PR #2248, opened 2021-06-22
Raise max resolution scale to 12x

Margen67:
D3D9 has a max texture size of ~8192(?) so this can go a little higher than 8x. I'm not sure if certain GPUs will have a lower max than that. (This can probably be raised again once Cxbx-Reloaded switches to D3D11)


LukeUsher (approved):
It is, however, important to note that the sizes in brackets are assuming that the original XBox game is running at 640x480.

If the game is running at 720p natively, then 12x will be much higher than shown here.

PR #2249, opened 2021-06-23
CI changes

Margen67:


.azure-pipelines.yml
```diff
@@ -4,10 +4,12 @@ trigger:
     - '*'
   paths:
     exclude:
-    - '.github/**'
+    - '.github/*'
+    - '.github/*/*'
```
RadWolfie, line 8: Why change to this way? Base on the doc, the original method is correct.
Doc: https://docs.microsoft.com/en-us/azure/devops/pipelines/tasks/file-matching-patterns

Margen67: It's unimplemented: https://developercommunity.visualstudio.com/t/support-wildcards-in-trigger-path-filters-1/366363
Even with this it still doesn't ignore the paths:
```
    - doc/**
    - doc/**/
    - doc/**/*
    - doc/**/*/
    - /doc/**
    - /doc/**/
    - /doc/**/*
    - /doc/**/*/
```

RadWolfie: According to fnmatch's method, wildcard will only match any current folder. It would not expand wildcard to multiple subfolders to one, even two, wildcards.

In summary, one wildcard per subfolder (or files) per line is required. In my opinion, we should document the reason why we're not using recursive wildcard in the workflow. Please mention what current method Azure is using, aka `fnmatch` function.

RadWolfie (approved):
○ ○ ○
What to work on:
The required output is an exact retyping of the lines from the one that contains "If the game" through the last line of the material above.

Solved exercise:
If the game is running at 720p natively, then 12x will be much higher than shown here.

PR #2249, opened 2021-06-23
CI changes

Margen67:


.azure-pipelines.yml
```diff
@@ -4,10 +4,12 @@ trigger:
     - '*'
   paths:
     exclude:
-    - '.github/**'
+    - '.github/*'
+    - '.github/*/*'
```
RadWolfie, line 8: Why change to this way? Base on the doc, the original method is correct.
Doc: https://docs.microsoft.com/en-us/azure/devops/pipelines/tasks/file-matching-patterns

Margen67: It's unimplemented: https://developercommunity.visualstudio.com/t/support-wildcards-in-trigger-path-filters-1/366363
Even with this it still doesn't ignore the paths:
```
    - doc/**
    - doc/**/
    - doc/**/*
    - doc/**/*/
    - /doc/**
    - /doc/**/
    - /doc/**/*
    - /doc/**/*/
```

RadWolfie: According to fnmatch's method, wildcard will only match any current folder. It would not expand wildcard to multiple subfolders to one, even two, wildcards.

In summary, one wildcard per subfolder (or files) per line is required. In my opinion, we should document the reason why we're not using recursive wildcard in the workflow. Please mention what current method Azure is using, aka `fnmatch` function.

RadWolfie (approved):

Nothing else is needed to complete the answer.